Out of concern for KJ developing an immune response to full-length CPS1 protein (since he natively had none and his immune system might recognize it as foreign if presented on MHC class 1 proteins) prophylactic immunosupression with tacrolimus and sirolimus (exact doses not reported) was initiated on day 205. On day 208, dose 1 of k-abe (0.1 mg/kg) was given. On day 209, tacrolimus and sirolimus were re-administered. On day 230, dose 2 of k-abe (0.3 mg/kg) was given. These doses are way lower than the 1.25 mg/kg derived from the monkey experiments and the mice experiments (1 mg/kg and 3 mg/kg with max edit activity ~40%). The glycerol phenylbutyrate at 10.1 ml/m2/day kept the ammonia below 50 from day 150 onwards. And after the second dose, KJ was able to tolerate a 50% reduction in his glycerol phenylbutyrate without rising glutamate levels or other biochemical parameters. Side effects of glycerol phenylbutyrate in pediatric populations include neutropenia, fever, diarrhea, hypophagia, and cough. His first glycerol phenylbutyrate wean attempt after the first k-abe dose was unsuccessful due to rising glutamine levels.
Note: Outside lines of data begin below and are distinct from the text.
PR #914, opened 2023-06-16
expose coupled gradient computation 

anderson2981:
This encapsulates the part that updates the boundaries and computes the gradients for the coupled system. Basically everything that gets done before calling ns_operator and diffusion_operator. This is required when the driver needs the gradients to compute some other mesh properties, e.g. artificial viscosity.

Updates coupled_ns_heat_operator to use the new implementation.

**Questions for the review**:


majosm (commented):
I wonder if we'd be better off just switching over to the driver-defined coupling as implemented in https://github.com/illinois-ceesd/mirgecom/pull/902? I think @tulioricci is already using it.

majosm:
Is there anything in this PR that we still want to add? Or did #902 mostly cover it?

anderson2981:
no longer needed.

After his first dose, KJ contracted a rhinovirus positive URI. After his second dose, he contracted gastroenteritis and a new rhinovirus or enterovirus infection. These infections may be due to long-term hospital stays, glycerol phenylbutyrate adverse effects, immunosuppression, normal (babies get sick), k-abe, or relative nutrient deficiencies. Importantly, KJ’s ammonia levels remained normal during these infections. When KJ had gastroenteritis pre-treatment, he experienced a hyperammonemic crisis. This is extraordinary. Further, KJ was able to tolerate a larger protein intake which will help him grow and develop. He remains on citrulline supplementation. k-abe allowed KJ to drop his glycerol phenylbutyrate dose by 50%, tolerate infections without hyperammonemic crises, normalize his biochemical profile, and handle a normal protein intake.
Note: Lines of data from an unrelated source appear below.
PR #917, opened 2023-06-22
Fix issues with `==` in tests and update to work with numpy 1.25

majosm:
We seem to have some bugs in our tests that were uncovered by the changes in object array behavior in numpy 1.25. Specifically, in a few places we assert on the equality of `ConservedVars` objects:

```python
            assert ff_bndry_state.cv == exp_ff_cv
```

which looks reasonable enough, but upon inspection:

```python
ff_bndry_state.cv == exp_ff_cv=ConservedVars(mass=DOFArray((cl.TaggableCLArray([[1],
       [1]], dtype=int8),)), energy=DOFArray((cl.TaggableCLArray([[1],
       [1]], dtype=int8),)), momentum=False, species_mass=array([], dtype=bool))
bool(ff_bndry_state.cv == exp_ff_cv)=True
```

i.e., `==` here is doing some strange things, and CV's boolean conversion is questionable. The discretization here is the boundary of a 1D mesh, so it looks like most of the components are doing elementwise equality, except for momentum.

If I understand correctly, `ConservedVars` gets its `__eq__` operator from arraycontext's `with_container_arithmetic` decorator. @inducer Is the equality operator resulting from this decorator intended to do elementwise comparison? If so, is there a way we can make it work for array containers containing object arrays? Or do we just need to disable `==` for `ConservedVars`, as I've attempted to do here?

**Questions for the review**:

### DIFF
--- a/mirgecom/eos.py
+++ b/mirgecom/eos.py
@@ -65,7 +65,7 @@ class MixtureEOSNeededError(Exception):
 
 
 @dataclass_array_container
-@dataclass(frozen=True)
+@dataclass(frozen=True, eq=False)
 class GasDependentVars:
     """State-dependent quantities for :class:`GasEOS`.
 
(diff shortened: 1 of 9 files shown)


inducer:
[This](https://github.com/inducer/arraycontext/pull/234) is related, and I think the upshot is that `==` for array containers with object arrays is no longer a thing, with `actx.np.equal(..., ...)` the most plausible replacement.

matthiasdiener (approved):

These charts suggest that the ammonia-related damage occurred from days 0-150. It remains to be seen the effect that these episodes had on KJ. Further, observing KJ as he grows will be important to understand the effects of k-abe. I am interested in following KJ’s neurocognitive testing and other parameters of brain function. Outstanding questions include KJ’s clinical and developmental history and whether he may need repeat doses of k-abe as he ages.

6

Primary hepatocytes had at least 4 times higher k-abe mRNA levels compared to HuH7 cells. Edit rates vary by host even amongst healthy primary hepatocytes (see below). Edit rates (both on and off-target) in primary hepatocytes should be larger than those observed in HuH7 cells. More so, it suggests that liver specific chromatin states and transcription factors favor greater edit rates. This makes sense since CPS1 and other urea cycle enzymes should be in an open chromatin state for most of the cell cycle to ensure urea can be made in the liver.